Regresar

Leyes buenas, jueces malos

Diario Hoy Quito, Septiembre 19 de 2003

 

En Ecuador hay varias leyes que se acatan pero no se cumplen, empezando por la propia constitución.

Tal es el caso de la independencia de la Función Judicial consagrada en el Art. 199 de la Ley Fundamental, violada desde la integración misma de la Corte Suprema y de los demás Tribunales y Juzgados, porque unos jueces fueron nombrados por "política" y no por sus méritos, como sí lo fueron otros.

Los primeros son los corruptos de quienes el país, asqueado, sufre las consecuencias. Los segundos son los profesionales que honran el derecho. Lo mismo ocurre con las normas de orden público que garantizan la seguridad de los ciudadanos, como las que tipifican como delito portar armas sin permiso, incumplida al punto de que un sujeto 'maluko', en una urbanización privada de Samborondón (Guayas), en cobarde impromptu, cometió la infracción de abalear al inofensivo perro del vecino porque le ladraba, de seguro con toda razón.

No importó al mataperro que el indefenso animal fuera el mejor amigo del hombre (no de él) y que estos hechos ya no se den ni en el desierto más salvaje, pues Ecuador es el país donde lo imposible es lo probable.

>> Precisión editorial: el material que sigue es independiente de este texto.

PR #229, opened 2026-01-14
IaC remaining backend wiring

### LINKED ISSUE #216: Deployment script
Would be great to have a deployment script eg: `npm run deploy-prod` that can

 * run `amplify publish --yes` for the given env
 * double-check the `peaks` and `spellcheck` Lambda VPC and related EFS are still attached
 * runs an invalidation against Cloudfront for the env

Make it so! 👉🏻

danielfay:
This PR mostly adds amplify post push and publish hooks that use serverless and some scripts to do addition backend wiring. Automatic Cloudfront invalidation on publish is also handled now.

Some new lock files came along for the ride when I got re-setup so there are a lot of lines changed.

A function was also removed from `src/services/rteService.ts` because it apparently wasn't being used and was causing publishing to throw an error.

### Next Steps

To deploy this to production the manual wiring that it codifies needs to be deleted, this includes:
- Delete the VPC endpoint to S3
- Unhook the VPC and EFS from the peaks lambda, then delete the EFS and it's access point
- Unhook the VPC and EFS from the spellcheck lambda, then delete the EFS and it's access point

### Testing

- Successfully ran both `amplify push` and `amplify publish` in staging and verified that the deleted wiring was back
- Created a new transcription
- Spellchecked some words


aaronfay (approved):
AND it invalidates CF distribution 🎉  nice work 👍🏻

PR #232, opened 2026-02-23
CDN for streaming media

### LINKED ISSUE #222: CDN for streaming media
Rather than streaming the media from S3 (which can be chunky) add a CDN into the mix to help reduce latency in streaming media from the cloud.

URLs for the CDN should be signed and valid for 24 hours.

danielfay:
closes #222 

This PR puts a cloudfront in front of the transcription S3 bucket. Signed URLs for cloudfront work a little different than the ones to S3 directly. They need to be signed with a key pair. The public keys are in the serverless directly of the repo, while the private keys have been added as AWS secrets.

A new API and lambda have been created that return signed URLs for requested resources in the CDN. The frontend now calls that lambda instead of creating it's own URLs. Uploads are still done directly to S3.

### Testing

Tested on my staging account by loading a few old transcriptions and uploading a couple new ones. The network tab shows usage of the new CDN URLs


aaronfay (approved):
Very cool, nice work 👍🏻

PR #235, opened 2026-03-07
Fix CDN 403

danielfay:
Fixes an encoding issue with the new CDN.

S3 keys with spaces weren't properly being encoded before the URL was signed, causing a mismatch when the signed URL was given back to the frontend.

A little bit of cleanup also snuck into this PR. My staging amplify was in an odd broken state based on some failed deletions I did in a different branch. The unneeded old routes in the spellcheck API have been removed, which allowed me to push.

### Testing

Published to staging, clicked through a variety of my transcriptions and they are all loading.


aaronfay (approved):
Good catch 👌🏻

Issue #230, opened 2026-01-14
Add Siksika (Blackfoot) language support


danielfay:
Repo found here: https://github.com/giellalt/lang-bla

danielfay:
I have this repo building locally. While not tested, I assume any hfstols generated are weighted so on hold for now.

PR #238, opened 2026-03-23
Added support for BLA, CWD and GLE

### LINKED ISSUE #215: Add support for TH transducer
Repo is here: https://github.com/giellalt/lang-cwd

danielfay:
resolve #215 #230 #231 

Add 3 new languages to the language drop down when configuring a new transcription. Indexing of the public language information to the language database will be done at a later date.

Also, deletes the old spellcheck API Gateway, which is no longer needed and was in a semi-bricked state in staging.

### Testing

Verified that new languages were in the drop down on staging and that when using the new languages the proper language codes are used.


aaronfay:
Need testing on this? As soon as this rolls out I'll make some videos and announcements and stuff. lmk

aaronfay (approved):

PR #240, opened 2026-03-27
Indexing for BLA, CWD and GLE

### LINKED ISSUE #239: Add language database indexing for BLA, CWD and GLE
While these languages are available to users, special processing needs to be added so that public transcriptions can be added to the language database.

danielfay:
Adds special processing needed to prep lemmas for being added to the language database for BLA, CWD and GLE

For GiellaLT repos (which the 3 above are) the fst test ymls were used for tag examples that can be parsed to find the lemma for a given word

### Testing

Made a public transcription on staging and saved some words to the language database


aaronfay (approved):
Beautiful 🚀

PR #243, opened 2026-04-13
Integration tests for some common usecases

### LINKED ISSUE #242: Expand integration tests for common user usecases
The currently playwright tests were only to get the framework in place and as a proof of concept.

Before any sweeping project changes are made they should be built out into a proper starting suite of common use cases.

danielfay:
Before doing a security audit some more integration tests seemed like a good idea. These tests a decent (but not complete) amount of the basic functionality in transcribe.

One notable change that is on the edge of the scope of this issue is an update to the invite lambda. Invites that fail to send their email are no longer set to `failed`, but are instead left as pending and can still be accepted from the invite page if the user can login.

### Testing

- Tests and linting passed.
- New integration tests ran against staging and pass


aaronfay (approved):
Nice work. I can appreciate some of those were probably tricky to get working, but the more coverage the better. 👏🏻 👏🏻

PR #250, opened 2026-05-22
Cleanup waveform processing

danielfay:
Improves how waveform peaks are generated and processed to reduce the risk of sync issues with non-standard audio files, and adds tooling for users to recover from bad peaks files.

Also upgrades WaveSurfer from 7.9.5 to 7.12.7.

Note: waveform desync is not fully resolved by this PR. A future project to transcode all uploads to a standard format at upload time is the intended permanent fix.
  
## Testing

Updated unit tests across the Lambda, wavesurfer service, transcription service, and load-transcription. Manually tested the regenerate button with a problematic MP3.


aaronfay (approved):
👍🏻

PR #252, opened 2026-05-23
Add deployment slack notifications

danielfay:
Adds Slack notification support for both push and publish deployments. Setting up your own Slack app and providing a webhook URL enable the notifications.

### Testing

Did both new pushes and publishes from this branch and saw notifications in our builds channel
Tested a broken deploy to see failure notification


aaronfay (approved):
Awesome, thanks

PR #254, opened 2026-05-29
Fix region autoplay after wavesurfer update

danielfay:
Fixes region playback needing two clicks to actually start playing. Also fixes an unrelated region bug where the region play button didn't always respect that I new region had been selected (specifically when selecting it in the waveform).

If I had to guess when I updated the wavesurfer package it slightly changed the behavior.

### Testing

Added regression tests for the bugs that first failed and now pass
Deployed to staging and verified that region playback works in one click again.


aaronfay (approved):
Working good, thanks for this.

PR #256, opened 2026-06-02
Remove spellcheck infrastructure artifacts

danielfay:
Removes the Docker/docker-compose setup and EFS infrastructure that were used by the old Node.js spellcheck lambda, which has since been replaced. Cleans up the Dockerfile, docker-compose.yml, the spellcheck EFS/mount target/access point resources from serverless.yml, the VPC attachment script entry, and the related README sections.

De qué sirven leyes buenas con jueces malos, que evaden impuestos, si en actitud harto más grave, ya obedeciendo a los patrones, ya recibiendo unos cuantos dólares y pico, dictan fallos írritos burlando derechos sustanciales de las personas y, por supuesto, las reglas procesales; o utilizan la libertad y el patrimonio de las partes sometidas a juicio, para extorsionarlas. Y más grave aún, que haya llegado al Tribunal Supremo un condenado quien, aparte de ser un obsecuente servidor, no tiene calidad profesional ni moral para 'juzgar' a nadie.

Resolver una causa cometiendo una injusticia a sabiendas es tan grave como cuando el cura viola los votos del sacerdocio y actúa contra lo que predica; o como cuando el médico dilata inmoralmente el tratamiento del enfermo.

Y las aberraciones en la administración de justicia ni son nuevas ni se dan exclusivamente en nuestro medio. Por ello, Cervantes dijo: "Si acaso doblares la vara de la justicia, no sea con el peso de la dádiva, sino con el de la misericordia".

De manera que cualquier reestructuración de la Función Judicial, siempre a la cola del Presupuesto del Estado, debe empezar por explicar a ciertos jueces -no a todos- que la administración de justicia no es el camino para solucionar sus ambiciones económicas; que tampoco debe ser para que regresen los bucaneros o ir de Guatemala a Guatepeor, y que es un servicio cívico que no convierte al titular en funcionario inmune y todo poderoso, de lo que funge una fiscal.

Contra estos la sociedad se rebela a través de los medios de comunicación serios y con Azcárate, hoy concluye en que: "Un pueblo puede vivir con leyes injustas, pero es imposible que viva con Tribunales que no administren bien y pronto la justicia".